Мне говорили, что атмосфера на «Уэмбли» изменилась, что после Италии 1990-го газзамания и линекеропоклонство ушли в прошлое и зрительский контингент стал другим. Так бывает, когда команда играет хорошо, но отнюдь не вселяет надежды – стоит ей начать снова играть хуже, как она теряет прежний состав публики. Но то, что плохие команды привлекают на трибуны уродов – всего лишь теория, я не способен подтвердить ее неопровержимыми фактами.

Наши тупицы сегодня сомневаются, что существует связь между социальными и экономическими условиями и футболом, но в таком случае как объяснить, что фанаты, скажем, «Бирмингем Сити» обладают явно не такой хорошей репутацией, как болельщики «Сандерленда»? Даже если предположить, что в Западном Мидлендсе страдают от тех же социальных и экономических бед, которые одолевают Северо-восток, как в таком случае объяснить безукоризненное поведение болельщиков «Виллы»? Две команды из одного города: одна играете первом дивизионе, другая чахнет в третьем. Когда «Лидс», «Челси» и «Манчестер» были во втором дивизионе, их фанаты терроризировали всех и каждого; но когда «Миллуол» поднялся в первый, его дурная репутация немного рассеялась. Не думаю, что плохая игра изменяет поведение людей; дело не в том, хотя нельзя исключать элементы компенсирующей гордости («Мы проиграли, зато отменно вам накостыляли»). Скорее тут другое – как бы потактичнее выразиться? – процент свихнутых больше среди тех, кто кричит: «Не бойтесь, будем болеть за вас до конца», чем среди тех, кто возмущается: «Да пошли они куда подальше!»

Бузотеров в двадцатипятитысячной толпе болельщиков обычно всего несколько сотен; но при пяти-шести тысячах зрителей их количество остается тем же, в силу чего там, где болельщиков не больше пяти-шести тысяч и меньшинство сразу приобретает вес, репутация клуба падает, и он начинает притягивать на трибуны тех, кто склонен к насилию. На мой взгляд, именно это произошло с «Челси» и «Миллуолом» в конце семидесятых-начале восьмидесятых. И та же участь постигла английскую сборную в период между неудачей в отборочных матчах на Кубок мира в 1974 году и Италией 1990-го. Все это время команда была в отчаянном положении и привлекала к себе отчаянных зрителей.

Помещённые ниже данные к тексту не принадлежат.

PR #4336, opened 2017-02-26
Fixes #18675 - added telemetry stack with PCP integration

lzap:
Rails provides many instrumentation points which can be very easily hooked and exported to some monitoring framework. This is completely rewrriten from scratch integration with PCP (Performance Co-Pilot) framework.

This patch aims to be as simple as possible to allow some integration for existing stable versions. It is the first version which we can extend afterwards. It requires just one dependency (pcptrace) I wrote which does not have a RPM package. It uses simple API called "trace" for application instrumentation. For production deployments do:

~~~
yum -y install rh-ruby22-ruby-devel
scl enable tfm -- gem install pcptrace
~~~

For the record, I am leaving my initial description about initial version which was using statsd protocol instead:

Protocol statsd is very simple, UDP based and provides decent integration options. This change will be unintrusive, telemetry will be opt-in and it will be always disabled for test environment. It will also work without any external service sending the telemetry data into Rails logger if needed.

This initial implementation provides Rails controller processing times for individual controllers and actions (view, db, total times in ms). In addition, it provides number of success/failed login attempts, ActiveRecord instantianed classes, Foreman templates rendering time and ActionMailer sent mail counts.

The only dependency introduced is pure-Ruby library "statsd-instrument" that provides client library for statsd daemon. The idea is to run this daemon on localhost aggregating the data and/or sending to RRD or other monitoring solutions.

My goal is to spend as little cpu cycles on telemetry as possible, for this reason Rails will export the data via the UDP standard protocol to statsd and the daemon itself will do aggregation and further integration. More details in the articles below.

I will provide more details next week about how to set statsd with Foreman, you can test with "logger" output setting that will put the telemetry data to Rails log meanwhile. My favourite server implementation is collectd (plugin collectd-statsd), because I already wrote a Foreman plugin that integrates with collectd. Further reading

https://codeascraft.com/2011/02/15/measure-anything-measure-everything/
https://signalvnoise.com/posts/3091-pssst-your-rails-application-has-a-secret-to-tell-you
https://anomaly.io/statsd-in-collectd/
https://github.com/Shopify/statsd-instrument

### DIFF
--- a/config/initializers/telemetry.rb
+++ b/config/initializers/telemetry.rb
@@ -1,0 +1,30 @@
+require 'pcptrace'
+
+ActiveSupport::Notifications.subscribe /process_action.action_controller/ do |*args|
+  event = ActiveSupport::Notifications::Event.new(*args)
+  controller = event.payload[:controller]
+  action = event.payload[:action]
+  format = event.payload[:format] || "all"
+  format = "all" if format == "*/*"
+  status = event.payload[:status]
+  key = "#{controller}.#{action}.#{format}"
+  r = PCPTrace::obs "#{key}.total_duration", event.duration
+  Rails.logger.warn("Telemetry error: " + PCPTrace::errstr(r)) if r != 0
+  PCPTrace::obs "#{key}.db_time", event.payload[:db_runtime]
+  PCPTrace::obs "#{key}.view_time", (event.payload[:view_runtime] || 0)
+  PCPTrace::counter "#{controller}.hit_#{status}", 1
+  PCPTrace::counter "total.hit_#{status}", 1
+end
+
+ActiveSupport::Notifications.subscribe /instantiation.active_record/ do |*args|
+  event = ActiveSupport::Notifications::Event.new(*args)
+  class_name = event.payload[:class_name]
+  record_count = event.payload[:record_count]
+  PCPTrace::counter "instantiation.#{class_name}", record_count
+end
+
+ActiveSupport::Notifications.subscribe /deliver.action_mailer/ do |*args|
+  event = ActiveSupport::Notifications::Event.new(*args)
+  to = event.payload[:to].gsub(/[^0-9a-z ]/i, '_')
+  PCPTrace::counter "mail_delivery.#{to}", 1
+end


config/initializers/telemetry.rb
```diff
@@ -0,0 +1,87 @@
...
+
+  def self.gauge(key, value, *metric_options)
+    if value.is_a?(Hash) && metric_options.empty?
+      metric_options = [value]
+      value = value.fetch(:value, nil)
+    end
+
+    ActiveSupport::Notifications.instrument 'telemetry.gauge', :key => key, :value => value, :metric_options => metric_options
+  end
+end
```
lzap: This should go into lib/ directory I assume.

config/initializers/telemetry.rb
```diff
@@ -0,0 +1,87 @@
...
+  Foreman::Telemetry.measure "#{key}.view_time", (event.payload[:view_runtime] || 0)
+  Foreman::Telemetry.increment "#{key}.status.#{status}"
+end
+
+ActiveSupport::Notifications.subscribe /instantiation.active_record/ do |*args|
+  event = ActiveSupport::Notifications::Event.new(*args)
+  class_name = event.payload[:class_name]
+  record_count = event.payload[:record_count]
+  Foreman::Telemetry.increment "instantiation.#{class_name}"
+end
```
lzap: This probe might be too much, I need to test on an instance with some load. Maybe we can do 10% sampling to reduce load, it will be very interesting to see if we don't make too many instances of DB records somewhere.

config/initializers/telemetry.rb
```diff
@@ -0,0 +1,87 @@
+require 'statsd-instrument'
+require 'socket'
+
+if Rails.env.test?
+  StatsD.backend = StatsD::Instrument::Backends::NullBackend.new
+else
+  if SETTINGS[:telemetry_destination] == 'logger'
```
ohadlevy: nitpick, use case statement?

config/initializers/telemetry.rb
```diff
@@ -0,0 +1,87 @@
...
+    StatsD.backend = StatsD::Instrument::Backends::LoggerBackend.new(::Foreman::Logging.logger('telemetry'))
+  elsif SETTINGS[:telemetry_destination] == 'statsd'
+    target = "#{SETTINGS[:telemetry_statsd_host]}:#{SETTINGS[:telemetry_statsd_port]}"
+    StatsD.backend = StatsD::Instrument::Backends::UDPBackend.new(target, SETTINGS[:telemetry_statsd_protocol].to_s)
+  else
+    StatsD.backend = StatsD::Instrument::Backends::NullBackend.new
```
ohadlevy: dry?

config/initializers/telemetry.rb
```diff
@@ -0,0 +1,87 @@
...
+  end
+end
+StatsD.prefix = SETTINGS[:telemetry_prefix] || "foreman.#{Socket.gethostname}"
+
+module Foreman::Telemetry
```
ohadlevy: why here vs a service class?

config/settings.yaml.example
```diff
@@ -54,3 +63,5 @@
 #    :enabled: false
 #  :templates:
 #    :enabled: true
+#  :telemetry:
+#    :enabled: true
```
ohadlevy: do you have log samples ? interesting to see if it doesnt clutter the logs.

ehelms:
A couple of high level questions:

 1) This requires a statsd daemon to be running correct? there is no way for me to simply hit an API and collect the metrics routinely from a service?
 2) Does statsd have to be running on the box? Can it be running remotely? If so, is that documented somewhere?
 3) Does this introduce another port that has to be open?

lzap:
> This requires a statsd daemon to be running correct? there is no way for me to simply hit an API and collect the metrics routinely from a service?

Currently there is no API, I was thinking about this but without aggregating the values the API would generate useless results. And I would like to keep this simple, statsd is here to do the math, not sure if we should be doing that ourselves.

The patch does not require it, it can work in "logger" only mode or even "null" mode, which is the default.

> Does statsd have to be running on the box? Can it be running remotely? If so, is that documented somewhere?

Technically possible, it's just UDP, but not the recommended setup. You want to give the numbers out quickly. Documentation will be part of the final patch indeed. My thinking is to provide a simple framework and documentation about how to set things up. My goal is to provide decent (local only) telemetry with as little configuration changes and running components as possible. I am thinking just with collectd with statsd, cpu, load, memory and perhaps rrd plugins as the documented way of doing things, not yet done. I already have a prototype of plugin (https://github.com/lzap/foreman_colly) that shows graphs on Foreman dashboard (live data), we could provide ad-hoc easy-to-use telemetry.

> Does this introduce another port that has to be open?

Only 8125 on localhost, I don't think we should be sending anything via network by default.

I should say that we have https://github.com/theforeman/foreman_graphite/blob/master/lib/foreman_graphite/engine.rb already but that's graphite - full blown web application and backend. I don't aim for that although these telemetry details can be (quite easily) integrated with graphite and similar apps.

config/settings.yaml.example
lzap: It does, it is definitely not pretty, the feature was just there (in the dependency), so why not to allow it for ad-hoc poor man telemetry.

lzap:
Math is not hard, if you think the API would be useful, I can rip off https://github.com/fetep/ruby-statsdserver/blob/master/lib/statsdserver/math.rb

lzap:
More I think about our own API more I like it. I can provide additional setting called "internal" where we can keep last 10 or 100 measurements and calculate avg/means/min/max on each telemetry API request. This could be just enough for ad-hoc measurements. And if we do this a runtime option, users could easily turn telemetry on, provide results and turn it off.

But one thing is that multiple passenger processes will not share the results, we'd need to store the results in database or cache perhaps. That could complicate holding history of N measurements, we could do just last value and min/max.

lzap:
Other idea is to integrate with Performance Co-Pilot (http://pcp.io/) which ships with RHEL and Debian distros as well. It's performance collecting tool, very easy to setup, zero configuration, just one daemon (and second one if data should be archived). The integration is not that straightforward as with statsd tho.

config/initializers/telemetry.rb
ShimShtein: I would leave this metric to more dedicated tools, like [stackprof](https://github.com/tmm1/stackprof) or other allocation profiling tools.

IMHO this info is relevant only for performance analysis, and in that case you will probably need more info, like the allocation stacks e.t.c.

lzap: Since Rails provides this already and it's a simple counter, I don't think we should give up on this one. The tool you mentioned needs special configuration and restart while telemetry will be shipped by default and users will be able to enable it just by clicking in Administer - Settings.

config/settings.yaml.example
akofink: Should this be? :

```rb
:loggers:
  :telemetry:
    :enabled: true
```

Also, here's some example output: https://gist.github.com/akofink/142c2dda7412b4fca8176fe5aa6d2c7e

lzap: Yes that's correct.

lzap:
Ok I got another idea of storing the telemetry data in archive files, my prototype works fine. I will incorporate this in this patch: https://github.com/Shopify/statsd-instrument/pull/101

lzap:
Closing in fav of https://github.com/theforeman/foreman/pull/5096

Пока ситуация не изменилась и стадионы не заполнились, клубы не в состоянии были расстаться с людьми, которых следовало бы прогнать. Я помню по крайней мере одного председателя, который явно потакал всяким отпетым личностям, державшим его клуб на плаву, и не способен назвать ни одной серьезной акции английских властей по выдворению хулиганов и привлечению истинных любителей футбола (такие акции если и случались, то проводились самими болельщиками); в глубине души все знают, с какой стороны хлеб намазан маслом.

В качестве компенсации я предлагал коллегам сходить на «Хайбери» в такие дни, когда был уверен, что нас никто не потревожит ни на террасах, ни на трибунах. Но они только улыбались, словно считали мои предложения проявлением знаменитого, недоступного пониманию английского юмора. Видимо, думали, что меня каждую субботу теснят конные полицейские, а потом я трясусь в проходе и боюсь потребовать освободить мое законное место. И неудивительно после испытания на «Уэмбли», когда хотелось немедленно позвонить в головную контору и потребовать, чтобы меня перевели куда угодно, только бы подальше отсюда.